BERLIN ― Barred from his homeland for 36 years because of his suspected association with North Korea, Song Du-yul, a Korean-German college professor, said yesterday that he would try to visit South Korea next week.
“I plan to arrive in South Korea next Monday to attend seminars and other academic events,” Mr. Song said, adding that he had not heard about any preconditions from the South Korean government regarding his trip.
The National Intelligence Service, South Korea’s spy agency, and Hwang Jang-yop, the former secretary of North Korea’s Workers’ Party who defected to the South, suspected that Mr. Song was a member of the North Korean party’s political bureau. A South Korean court, however, ruled in 2001 that the argument lacked substantial evidence.
Mr. Song said yesterday that he plans to attend a gathering of democracy advocates from abroad that is scheduled to take place from next Monday until Sept. 27. Mr. Song also said that he would lecture at Seoul National University and other schools here. He is a professor of philosophy and sociology at the University of Muenster.
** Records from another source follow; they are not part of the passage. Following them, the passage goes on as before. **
PR #1538, opened 2026-08-12
feat(desktop): add managed MCP gateway

huntharo:
## Summary

- add a profile-scoped PwrAgent registry for remote MCP connections
- centralize OAuth discovery, authorization, refresh, and encrypted credential persistence in the profile owner process
- proxy managed MCP sessions to Codex and ACP threads through authenticated local bridge grants
- add Settings management and per-thread selection UI for generic managed MCP connections while preserving PwrSnap compatibility
- add network-safety, ownership, refresh-concurrency, lifecycle, and SQLite write-budget coverage

## Why

Codex currently owns OAuth state independently for each MCP registration. Datadog and Atlassian refresh attempts can fail with `invalid_grant` or `unauthorized_client`, forcing the operator through browser authorization again even though PwrAgent already has a long-lived parent process and a local MCP proxy pattern.

This change makes PwrAgent the single credential and refresh authority for each profile. Threads receive short-lived local bridge grants, while only the profile owner process can read or rotate provider credentials. Concurrent refresh demand is collapsed into one transaction, rotated refresh tokens are persisted before publication, and secondary PwrAgent processes forward lifecycle work to the elected owner.

## Operator impact

Operators add a remote MCP endpoint under **Settings → Plugins**, authorize it once, and choose which connections a thread may use. Provider access and refresh tokens remain encrypted in PwrAgent secret storage and are never projected into thread configuration or bridge environment variables.

Live Datadog and Rovo qualification still requires an interactive operator consent run. Later expansion beyond the current tool-oriented MCP bridge is tracked in the plan artifact.

## Product controls

The first implementation persisted more state than it exposed. These commits close that gap.

**MCP access panel (`McpAccessPanel`).** Selection opens from the composer's thread options, beside the other per-thread execution settings, and replaces the two stacked billboards that previously sat above a new thread's composer. It works on an existing thread, not only a launchpad.

**Honest apply timing.** Codex re-reads the selection while starting a turn, so a change applies to the next message. ACP resolves MCP servers only at `session/new` and `session/load`, so there it waits for the next session load. The panel states whichever applies instead of reporting a bare "saved".

**Remediation instead of a dead control.** A connection that needs authorization keeps its row and gets an **Authorize** action routing to Settings → Plugins. Previously it rendered as a disabled switch that named a problem and withheld every way to act on it.

**PwrSnap's setup ladder in Settings.** PwrSnap is a local application, not a remote OAuth endpoint, so its row offers Get / Open / Connect / Reauthorize as the state requires. A bare Authorize before the app is installed and running with Local Agent Access would fail with a connection error and name no cause.

**Availability, exposed.** `enabled` was written to TOML and enforced in the backend but had no control anywhere. Settings → Plugins now carries a per-connection **Offer to threads** switch and a profile-wide **Managed MCP gateway** switch. Parking a connection keeps its credentials and authorization state; only `remove` discards them, and the gateway switch restores every selection when turned back on.

**Provider precedence.** A Codex thread can turn off the agent's own MCP servers, expressed as `{ enabled: false }` overrides for servers Codex actually reported. When the installed Codex build cannot report its inventory, the turn is refused rather than run with the operator's other servers still live behind a UI claiming otherwise. Only Codex can honor this, so the control appears only there.

**Correct attribution on refusal.** `registerBridge` now checks availability before credentials. A connection withheld by either switch is not an authorization problem, and the old order told the operator to reauthorize — sending them to the wrong control.

**Naming.** `PwrSnapConnectionService` → `McpConnectionGatewayService`. The service stopped being PwrSnap-specific once it brokered every managed connection.

The remote PwrSnap card is deliberately kept: it is a thread-specific offer from the machine that owns the thread, and the local panel refuses to edit a remote thread's selection.

## Validation

- full workspace suite: 595 files, 8472 passed, 5 skipped
- new coverage: `McpAccessPanel.test.tsx` (7), `codex-mcp-isolation.test.ts` (3), registry parking (3), gateway availability refusal (1), Settings gateway + availability switches (1)
- `pnpm typecheck`
- `pnpm lint:eslint` (0 errors; existing warning baseline only)
- `pnpm lint:boundaries`
- `pnpm lint:colors`
- `pnpm lint:codex-storage`
- panel geometry and WCAG AA contrast measured in a headless harness across both themes (lowest ratio 5.21:1; no horizontal overflow; no sub-24px targets)

## Plan

See `docs/plans/2026-08-12-001-feat-pwragent-managed-mcp-connection-gateway-plan.md`.


huntharo:
## Settings → Plugins, before and after the UX review

Both renders come from a headless harness driving the real renderer surface against a **fully contrived fixture** — invented connections (Datadog, Atlassian), an invented Codex profile at `/home/example/.codex/profiles/work`, invented servers. No operator data.

### Before

MCP connections settings before the review

Four problems visible in that one screen:

1. **PwrSnap and PwrGit render twice**, once per section, with two different vocabularies for the same fact — `Not authorized in PwrAgent` above, `Not connected` below.
2. **`On` beside `Not connected`.** Four independent switches (gateway, per-connection `enabled`, credentials, per-thread selection) collapsed onto one row with no precedence, so the row could contradict itself. `enabled` defaults to `true` for a connection that has never been authorized, which is how that pairing happens on a fresh profile.
3. **The switch column is ragged** — each row is its own CSS grid, so an `auto` column resolves against that row's own content. The four "Offer to threads" switches land at four different x positions.
4. **No statement of what can be added.** `authMode` is the literal `"oauth"`, so a command-line (stdio) server can never be registered here — but nothing said so until discovery failed after the record was written.

### After

MCP connections settings after the review

- **One list.** The PwrSuite section is gone; PwrSnap and PwrGit are rows in the managed list like anything else.
- **One claim per row,** resolved by `resolveMcpConnectionSetup` in `packages/shared` with an explicit precedence order (gateway off → not installed → not running → not set up → login required → unavailable → connecting → parked → ready). The chip is the state; the line under it is the remedy. The availability switch is withheld entirely when there are no credentials to park, so `On`/`Not connected` is unrepresentable.
- **Aligned columns.** Availability moved to a fixed trailing column; all four switches and all four action groups share an edge.
- **Probe before write.** The add button reads *Check* until the URL answers, then *Add and authorize*. A stdio command line is refused by name rather than by an OAuth discovery failure.
- **The header chip counts readiness** (`1 ready · 1 parked · 2 to set up`) instead of counting switch positions.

The National Intelligence Service said yesterday that Mr. Song’s return to South Korea was a matter of his own free will. But it added that if he comes back, investigations of his past would be inevitable.
“There should be no legal problems associated with my planned trip to Korea,” Mr. Song said, “since the court ruled three years ago that the assertion that I was a Workers’ Party member of the North was groundless.”
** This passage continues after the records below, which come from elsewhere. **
Issue #240, opened 2026-05-08
ux(desktop): collapse double margins between transcript box and composer (outer + inner padding stacking)


huntharo:
## Summary

The chat transcript area has a visible box (border / background) wrapping the transcript content. The composer (reply input) sits below it with its own outer margin AND its own inner padding. The result is **stacked spacing** — the transcript's bottom padding + the gap between transcript and composer + the composer's outer margin + the composer's inner padding all line up to produce a noticeably-too-wide visual gutter, and a similar effect on the sides where the transcript's inner padding doubles up against the composer's outer margin.

This is a layout-tightening pass: reduce the redundant spacing so the two surfaces feel like one connected pane rather than two boxes wedged near each other.

## Goal

The transcript and composer should read as **one continuous chat surface**, not two boxed regions. Concretely:

- The bottom edge of the transcript and the top edge of the composer should share their gutter — one space token between them, not two.
- The horizontal alignment of message rows in the transcript should match the horizontal extent of the composer's text input (or be intentionally inset, but not "almost-but-not-quite-aligned").
- The pane background should appear contiguous; the transcript "box" treatment (if any) should not visually fight the composer's own surface treatment.

## Why

- The wasted vertical space pushes the composer further from the last message, which makes the action-context relationship feel disconnected.
- Inconsistent horizontal insets (e.g., the last message ends at one X position, the composer text starts at a slightly different X position) is the kind of detail that doesn't register consciously but makes the surface feel uncared-for.
- Once new surfaces start landing in this zone (the queued-message pill from [#237](https://github.com/pwrdrvr/PwrAgent/issues/237), the queued-permission-mode banner, attachment thumbnail strips), every extra gutter compounds. Tighten now, before more elements land in the gap.

## Acceptance criteria

- [ ] **Audit the spacing tokens** in [\`apps/desktop/src/renderer/src/styles/app.css\`](apps/desktop/src/renderer/src/styles/app.css) for the transcript pane, the composer wrapper, and any intermediate container. Identify every \`padding\`, \`margin\`, \`gap\` value contributing to the vertical gutter between transcript bottom and composer top, and to the horizontal inset on either side.
- [ ] **Pick one source of spacing per direction.** Either the transcript pane defines the bottom gutter and the composer has \`margin-top: 0\`, or the composer defines the top gutter and the transcript has \`padding-bottom: 0\`. Same call horizontally — pick a single inset and let the other surface inherit / align to it.
[...]

PR #1570, opened 2026-08-13
feat(desktop): tighten left-sidebar density, typography, and disclosure chrome

huntharo:
## Summary

Design-review pass over the thread-list sidebar, from the "left bar is too chunky" feedback. Reviewed live against the dev app with a structured critique (hierarchy / consistency / usability), then implemented the tightening.

### Design review findings → fixes

| Finding | Fix |
|---|---|
| Directory headers and thread titles shared one heavy style (15px/650) — container and content had identical weight, so the tree read flat and loud. (The style guide itself specifies smaller/lighter row text; 15/650 was an issue #240-era deviation.) | Thread titles **13px/600** by default; directory labels ride **1px smaller in `--text-secondary`**. New **Sidebar text size** setting (XS–XL) moves titles ±2px — the old 15px is the XL notch. |
| Two disclosure vocabularies: border-stroke chevron (directory rows, "Directory threads" divider) vs. filled triangle (sub-thread toggle, sub-agents). | One vocabulary: the **filled caret** everywhere in the sidebar. |
| `border-top` hairline between every directory row double-encoded a boundary the 32px headers already carry. | Hairlines removed. |
| Folder icon on every plain directory row carried zero information. | Icon only where it distinguishes: workspace + unlinked keep their marks. |
| Launchpad `+` always visible on every header while the row kebab is hover-only. | `+` is **hover/focus-revealed**, and stays pinned while it carries a draft (there the icon *is* the signal). |
| 24px chip pills under the titles were the bulkiest thing on the card (~120px for a pinned worktree thread). | Sidebar-scoped shrink to **20px/11px** — the shared `.chip` primitive, thread-header eyebrow chips, and transcript chips are untouched. Row padding 8→6px. |
| Unread cookie was 12px in rows vs 9px beside directory counts, sat ~1px below the text's optical center, and the title gap was too wide. | One **10px** cookie everywhere, nudged onto the title line, heading gap 8→6px. |
| **Bug:** pressing a card buried its focus ring's edge under the previously selected card below (`.is-selected` z-index 1 vs. unlifted focused row). | Focused card lifts to **z-index 2**. |
| **Bug:** in Compact, a pinned thread's pin chip kept a whole second chip row alive — exactly the space Compact exists to reclaim. | Compact suppresses the pin chip and renders an **in-title pin marker** instead (non-interactive by necessity — it lives inside the open-thread button; unpin stays on the context menu). |
| Settings copy claimed Compact hides PR chips; it never did (`.pr-chip` isn't matched by the density strip). | "Density" → **"Info density"**, copy now matches actual behavior. |

### New setting plumbing

`[general.appearance] sidebar_text_size = "xs" | "sm" | "md" | "lg" | "xl"` (default `md`, defaults not written to disk), flowing through the existing no-flash appearance path: shared contract → desktop-config TOML read/write → settings service (+ `onAppearanceChange` broadcast to aux windows) → bootstrap args → preload → `index.html` inline script → `useAppearance` → `<html data-sidebar-text>`. Additive config change only.

## Testing

- `pnpm typecheck`, `pnpm lint:eslint` (0 errors), `pnpm lint:colors`, `pnpm lint:boundaries` — all pass
- Targeted vitest: shared settings contract, desktop-settings-service (round-trip extended to the new key), screenshot-appearance, profiles-ipc, settings-screen, app-shell, theme-contract, navigation suites — all pass
- Verified live in the dev app (both densities, all five text-size notches, hover reveals, pressed-ring overlap repro before/after, compact pin marker)

## Follow-ups (deliberately out of scope)

- **Info-density presets as per-field defaults** (Mission Control / Balanced / Compact / Custom picking provider, location indicator, directory count caps, branch chips, PRs, emojis, pin placement per-field)
- **Balanced preset** (branch chips off, pin on title row)
- **PR chip placement option** (bin-pack after provider/location instead of always-last)
- Pin placement as an explicit setting (Hide / Title bar / Chip bar)

### DIFF
--- a/apps/desktop/e2e/directory-launchpad-workspace.spec.ts
+++ b/apps/desktop/e2e/directory-launchpad-workspace.spec.ts
@@ -1078,9 +1078,16 @@ test("directory launchpad keeps new worktree as the sticky default after startin
       .first();
     // Renamed in the chip-flow refactor: meta + PR + binding + reactions
     // chips all share a single `.thread-row__chips` flex-wrap container.
+    // The location chip is icon-only since the 2026-08 density pass, so the
+    // worktree/local kind lives in the copyable chip's aria-label rather
+    // than as visible chip text.
     const startedThreadChips = startedThreadRow.locator(".thread-row__chips");
-    await expect(startedThreadChips.getByText("worktree", { exact: true })).toBeVisible();
-    await expect(startedThreadChips.getByText("local", { exact: true })).toHaveCount(0);
+    await expect(
+      startedThreadChips.getByLabel(/^Copy path for worktree /),
+    ).toBeVisible();
+    await expect(
+      startedThreadChips.getByLabel(/^Copy local path for /),
+    ).toHaveCount(0);
 
     const contextRail = app.window.getByRole("complementary", {
       name: "Thread context",
--- a/apps/desktop/e2e/federation-remote-window.spec.ts
+++ b/apps/desktop/e2e/federation-remote-window.spec.ts
@@ -1233,9 +1233,12 @@ test.describe("federation remote window", () => {
         timeout: 90_000,
       });
 
+      // Anchored regex, not `exact: true`: this test pins the parent, and
+      // a pinned row's accessible name is "<title>, pinned" — while the
+      // anchor still excludes the row's kebab/sub-thread labels that
+      // merely contain the title.
       const remoteParentButton = viewer.window.getByRole("button", {
-        name: "Remote Kimi parent",
-        exact: true,
+        name: /^Remote Kimi parent(, pinned)?$/,
       });
       await remoteParentButton.click({ button: "right" });
       await expect(
--- a/apps/desktop/e2e/visual-regression.spec.ts-snapshots/todo-thread-shell-darwin.png
+++ b/apps/desktop/e2e/visual-regression.spec.ts-snapshots/todo-thread-shell-darwin.png
@@ -1,3 +1,3 @@
 version https://git-lfs.github.com/spec/v1
-oid sha256:2618e70e464adc7fc82dc0485787008c9ac0dca1afa48f21203ff1c620cb4ced
-size 148993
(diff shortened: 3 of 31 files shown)


huntharo:
**Round two** (from live review feedback):

- Cookie→title spacing cut to parity with the directory-header counts (heading gap 8→2px; one 10px cookie everywhere).
- `worktree`/`local` chips are now icon-only, and **PR chips pack before the branch chip** (provider → location glyph → PRs → branch) — typical rows drop a full chip line.
- Directory launchpad `+` now overlays the header's right edge *inside* the hover border and **swaps with the count block on hover** (same pattern as timestamp ↔ kebab). It keeps `pointer-events` at rest so Playwright's pre-move hit-target check passes — this is also the fix for the launchpad E2E timeouts in the first CI run.
- **Pin left the chip flow entirely**: pinned state is the in-title marker (both densities), and pin/unpin is a hover-revealed one-click toggle beside the reaction + kebab buttons.
- `chevron-contract.test.ts` updated deliberately: the sidebar (thread tree + directory header + directory-threads divider) is now one FILLED-triangle family; unfilled −45/45 stays the inline-content-disclosure language.

huntharo:
**Round three + rebase:**

- Inter-card spacing tightened to ~10px text-to-text (row block padding 6→4px, list gap 4→2px, both densities) — ~62% of the previous blank band, per review. The focused ring intentionally paints across the 2px seam; the z-index lift keeps it on top.
- Rebased onto main over #1522/#1562. The launchpad split cluster (+ / federation-target chevron) from #1562 is preserved and now rides the hover-reveal overlay as one unit: the whole cluster swaps with the count block on hover, `has-draft` keeps it pinned visible with counts shifted beside it (wider shift when split).
- Branch history squashed to one commit as part of the rebase (three conflict passes over the same hunks otherwise).
- The `theme-contract` pin-boundary test from main updated for the shared 2px gap + `-2px` compensation.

Mr. Song also said he believed the Roh Moo-hyun administration held a favorable view of him, and intended to cooperate. “It is my understanding that the Blue House secretaries and the president had a discussion about my planned trip,” he said.
Mr. Song left the country to study in Germany in 1967, and the government has been demanding that he sign a letter declaring his intention to abide by South Korean laws as a precondition of his return. Mr. Song, however, has rejected that demand. “They are demanding that I repent for my entire life,” Mr. Song said. “No scholar will do such a thing. If I cannot return to Korea this time, I won’t try to come back any more.
“The South Korean government has no justification to bar me,” he added.
Mr. Song said he obtained German citizenship in 1993, and if South Korea bars his entry again, that may trigger diplomatic friction with Germany. “South Korean intelligence authorities probably are secretly wishing that I would not board the plane,” Mr. Song said.